The approach was applied in practice by Mr Harris as:
Stage 1 – Assessment of solatium for pleural plaques alone – Counsel for Mr Harris suggested a figure of £7,500, having regard to the bracket set down by Lord Pentland in Wales. It was submitted that Mr Harris was not as anxious as Mr Wales but "had the anxiety brought home to him" in respect of his condition by the death of a relative.
Stage 2 – Adding a figure for the future risk – Mr Harris’ Counsel added together the two percentage risks of Mr Harris developing mesothelioma or asbestos-related lung cancer (i.e. 5.2%). He then applied that percentage to the overall hypothetical award Mr Harris would be entitled to today if had he either condition, reducing the sums to reflect early payment. This resulted in a figure of £7,316 which, when added to the Stage 1 figure, totalled £14,816, net of interest.
(ii)A global award to reflect all injuries actual or potential
The MoD argued there was no need to carry out a two-stage assessment of solatium – Smith LJ’s approach was only one approach, and in other cases the courts had been satisfied to make global awards without applying a two-stage test. It was argued the correct way to value the award was to identify a range of values, and value the case in that range based on the age, level of anxiety, and risk of future illness. The MoD referred in particular to a similar case where the plaintiff was awarded £7,150 (Hooper v Prescott  2 QR 22).
Counsel for the MoD argued there was a “very slim possibility” of Mr Harris developing mesothelioma or asbestos-related lung cancer and so the appropriate award for future loss was 5% of one year's financial loss (£600) and services (care) at £500. The MoD therefore invited the court to award a total £8,600 net of interest.
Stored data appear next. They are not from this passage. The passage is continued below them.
Issue #1093, opened 2025-07-17
End of Group flag in Subgroup/Datagram Header creates new ways to malform a track


afrind:
Header indicates Contains End of Group and

1) subgroup contains no objects and ends with a FIN -- cannot determine EOG Object ID
2) subgroup/datagram ends with an object with status = Object Does Not Exist

afrind:
How would people feel about changing the end-of-group flag in the header to mean there's an implicit END_OF_GROUP object with ID = <last object id> + 1?  That at least fixes the second malformed case above, and allows for more symmetric APIs with cases where the EOG is explicitly vs implicitly sent.

martinduke:
The current design creates unfetchable objects and adds unacceptable latency to implementations. IMO changing the definition to mean there is an additional object with ID + 1 and EndOfGroup is imperative.

1) There is no way to express an object with non-normal status and a payload in a FETCH stream, so these objects cannot be delivered by FETCH.

2) The current design adds latency.  On a subgroup stream that contains EndOfGroup, a receiver cannot deliver an object to the upper layer until it either receives a byte from the next object header, or a FIN, because until then it doesn't know the status of the received object.

PR #1118, opened 2025-07-28
More explicit handling for end-of-group bit

afrind:
The previous "implicit" end of group handling both created additional malformed track cases, and was challenging to integrate into existing MoQ APIs.  Change the interpretation to mean it's the same as receiving an End of Group Object with ID + 1.

Fixes: #1093

### DIFF
--- a/draft-ietf-moq-transport.md
+++ b/draft-ietf-moq-transport.md
@@ -3234,8 +3234,18 @@ There are 8 defined Type values for OBJECT_DATAGRAM:
 | 0x07 | Yes           | Yes        | No        |
 |------|---------------|------------|-----------|
 
-For Type values where End of Group is Yes, the Object is the last Object in the
-Group.
+For Type values where End of Group is Yes, the effect is the same as receiving
+the current Datagram followed by an OBJECT_DATAGRAM_STATUS with the following
+values:
+
+~~~
+  Track Alias = datagram.Track Alias
+  Group ID = datagram.Group ID
+  Object ID = datagram.Object ID + 1
+  Publisher Priority = datagram.Publisher Priority
+  Extension Headers Length = 0
+  Object Status = End of Group
+~~~
 
 For Type values where Extensions Present is No, Extensions Headers Length is not
 present and the Object has no extensions.  When Extensions Present is Yes,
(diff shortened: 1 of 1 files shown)


martinduke (commented):
This implies that if I want extensions for my EndOfGroup object, I need to send that object explicitly. That's fine, I suppose, but it is a little different from when a single object had payload, extensions, and EoG status.

I don't understand many of the use cases for extensions, so I don't know if this is a problem.

This gets thorny if the relay decides to add an extension to an EoG object. If it's concerned it might do this, it can never initiate a stream with the EndOfGroup flag.

I am not sure compressing away the EndOfGroup object is well-conceived. It's already opened up a series of logical problems for what is a minor savings.

afrind:
> This implies that if I want extensions for my EndOfGroup object, I need to send that object explicitly. That's fine, I suppose, but it is a little different from when a single object had payload, extensions, and EoG status.

Yes, this is correct.

> I don't understand many of the use cases for extensions, so I don't know if this is a problem.
>
> This gets thorny if the relay decides to add an extension to an EoG object. If it's concerned it might do this, it can never initiate a stream with the EndOfGroup flag.

I can conceive of use cases for extensions in EOG -- metrics covering the entire group or something.

For a relay that might add extensions to EOG objects, it should be clear it can't use this flag.

> I am not sure compressing away the EndOfGroup object is well-conceived. It's already opened up a series of logical problems for what is a minor savings.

Ultimately, Lord Boyd of Duncansby preferred the methodology applied by Mr Harris’ Counsel and awarded £14,816, exclusive of interest. He was content that any concern of over compensation was adequately addressed by the deductions made in Mr Harris’ calculation. The judge did, however, appear to accept that there may be other cases where application of this approach may result in over compensation and variation would therefore be required.
Harris affirms the approach in William Wales v The Advocate General for Scotland that awards between £5,500 and £9,000 are appropriate for solatium. Although not binding in other cases and indeed it may be appealed, Harris provides some direction to parties in predicting the level of award likely to be made for both provisional damages and the solatium aspect of full and final awards in pleural plaques cases.
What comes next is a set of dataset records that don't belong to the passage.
Issue #876, opened 2025-03-27
Section 8 Issues


martinduke:
8.1.1.2 Delivery Timeout

Maybe this all gets wiped out by #667, but if not:

"If an earlier Object arrives later than subsequent Objects, relays can consider the receipt time as that of the next later Object, with the assumption that the Object's data was reordered."

This phrasing is tortured, and at first reading I thought it meant the opposite. This would be better if we used relative Locations rather than talking about "later" or "subsequent" packets.

8.2.2.1 PATH 

Please add a reference to 3.1.2, maybe eliminating the duplicate text in one of the places? When I read two separate specifications for something, I'm never sure which one is right.

8.3 GOAWAY

"draining state" is used without definition. Maybe just say "after sending a GOAWAY"?

8.4 MAX_SUBSCRIBE_ID (and 8.5)

No mention of FETCH, even though it's equally affected. Once again, a collective term for subscribe and fetch would be useful (as noted  in #860.

8.6 SUBSCRIBE

Unknown filters "MUST be treated as error." Protocol or Subscribe error?

8.8 SUBSCRIBE_ERROR

s/connection/session

8.11 SUBSCRIBE_DONE

UNSUBSCRIBE does not trigger SUBSCRIBE_DONE

8.12 FETCH

Start and End are locations; let's use the new notation.

8.12.1 

Fetch EndObject is always Subscribe Largest Object + 1, given the encoding. All the text after is wrong.

To be pedantic, Fetch StartGroup is Max(0, Subscribe Largest Group - Joining Start)

afrind:
> This phrasing is tortured, and at first reading I thought it meant the opposite. This would be better if we used relative Locations rather than talking about "later" or "subsequent" packets.

This now reads:

>  If an Object with a smaller ID arrives later than subsequent
Objects, relays can consider its receipt time as that of the Object with the
next larger Location, with the assumption that the Objects were reordered.

But the "subsequent Objects" is still there and it might still be confusing.  

Maybe:

If a relay receives an Object with Location L smaller than the Largest Object (see section Y), it can consider its receipt time as that of the Object with smallest Location larger than L, with the assumption that the Objects were reordered.


> 8.4 MAX_SUBSCRIBE_ID (and 8.5)
> No mention of FETCH

This has been resolved.

> 8.8 SUBSCRIBE_ERROR
> s/connection/session

This section on longer contains 'connection'

> UNSUBSCRIBE does not trigger SUBSCRIBE_DONE

[...]

PR #1120, opened 2025-07-28
Clarify DELIVERY_TIMEOUT reordering computation

afrind:
Addresses part of #876

### DIFF
--- a/draft-ietf-moq-transport.md
+++ b/draft-ietf-moq-transport.md
@@ -1573,10 +1573,7 @@ that an Object was not sent because the delivery timeout was exceeded.
 If both the subscriber and publisher specify the parameter, they use the min of
 the two values for the subscription.  The publisher SHOULD always specify the
 value received from an upstream subscription when there is one, and nothing
-otherwise.  If a Relay receives an Object with Location L smaller than the
-Largest Object (see {{message-subscribe-req}}), it can consider its receipt time
-as that of the Object with smallest Location larger than L, with the assumption
-that the Objects were reordered.
+otherwise.
 
 Publishers can, at their discretion, discontinue forwarding Objects earlier than
 the negotiated DELIVERY TIMEOUT, subject to stream closure and ordering


afrind:
> Note that this does not fix all of #876, though the tooling might close that issue.

Oops I thought everything else was already handled but rereading I missed some.  I will update.

draft-ietf-moq-transport.md
```diff
@@ -1573,9 +1573,10 @@ that an Object was not sent because the delivery timeout was exceeded.
 If both the subscriber and publisher specify the parameter, they use the min of
 the two values for the subscription.  The publisher SHOULD always specify the
 value received from an upstream subscription when there is one, and nothing
-otherwise.  If an Object with a smaller ID arrives later than subsequent
-Objects, relays can consider its receipt time as that of the Object with the
-next larger Location, with the assumption that the Objects were reordered.
+otherwise.  If a Relay receives an Object with Location L smaller than the
+Largest Object (see {{message-subscribe-req}}), it can consider its receipt time
+as that of the Object with smallest Location larger than L, with the assumption
+that the Objects were reordered.
```
suhasHere: May be this is just me,  I feel the new text is still confusing

afrind: @suhasHere : is it more or less confusing than the existing version?  Do you (or your favorite AI) have suggested text?  I'm trying to remove "subsequent" and "next larger", and change "ID" to "Location".

fluffy: actually, I think both version of this text are just wrong. I don't see how it works with object that were not reordered but deliberately sent at very very different times

afrind: @fluffy if we scope this sentence to within the same Group does that help?

fluffy: Uh, scoping to same subgroup might help but I think I am missing what this is trying acomplish

fluffy:
This seems like a design issue not minor design - if I am reading it correctly it seems to be non trivial change to how expiry would work - I'm also not sure I am understand all the context how what got us to this and might be a bit confused so help me get up to speed on it.

draft-ietf-moq-transport.md
afrind: This can't happen in a _subgroup_ because they are ordered by the transport and Object IDs must increase there.

afrind:
> I'm also not sure I am understand all the context how what got us to this and might be a bit confused so help me get up to speed on it.

From the git history, this sentence appeared in the first DELIVERY_TIMEOUT PR/commit in (#486) authored by @ianswett.  I don't know if we really need it or if we could just delete it and let Relays figure it out?

> This seems like a design issue not minor design - if I am reading it correctly it seems to be non trivial change to how expiry would work - 

This PR is not attempting to change any logic in the draft that has been consensus-called, only attempting to clarify it, so I don't think it's Design as written.  But if we're asking to remove this bit then it would be.

draft-ietf-moq-transport.md
yekuiwang: > Uh, scoping to same subgroup might help but I think I am missing what this is trying acomplish

I was also wondering why to have this sentence at all. Is there a problem to just remove this sentence?

afrind:
I could see this just being deleted.  Naïve relays will just do the normal delivery timeout thing with reordered objects and the worst case is that some objects are sent when they logically should have timed out. I can imagine an OP producing objects out of object ID order because of subgroups, eg: 

A: 1, 2, 3, 4
B: 101, 102, 103, 104

which is more fetch-cache friendly.  I don't think that impacts the delivery-timeout-reordering, because subgroups are already ordered, but it means that Object IDs within a group are not required to be temporal.  Or if folks disagree we should have a discussion about that.

draft-ietf-moq-transport.md
```suggestion
otherwise.
```

ianswett (approved):

vasilvv (approved):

However, if this approach is followed in other cases, the future risk element of final awards will be less predictable as the value of each case will very much depend on a claimant’s circumstances. Along with evidence of the claimant’s financial position, medical evidence may be required to address both life expectancy and the risk of the development of other conditions.
The time taken to resolve these claims may increase and costs involved may become disproportionate to the value of the claim.
The sanctioning of this approach to calculating full and final damages in pleural plaques cases may impact other types of claim. The same approach may well be adopted in other personal injury cases where there is a risk of serious deterioration in the future, or a risk of the development of another condition. It will, however, be interesting to see how the matter is dealt with where the overall percentage risk is considerably higher than 5.2% and therefore, the potential for ‘over compensation’ greater.
In the past, pleural plaques claims were, in the main, relatively straightforward to resolve; but the endorsement of the ‘two-stage test’ may unearth other issues going forward which will require consideration in the Scottish Courts.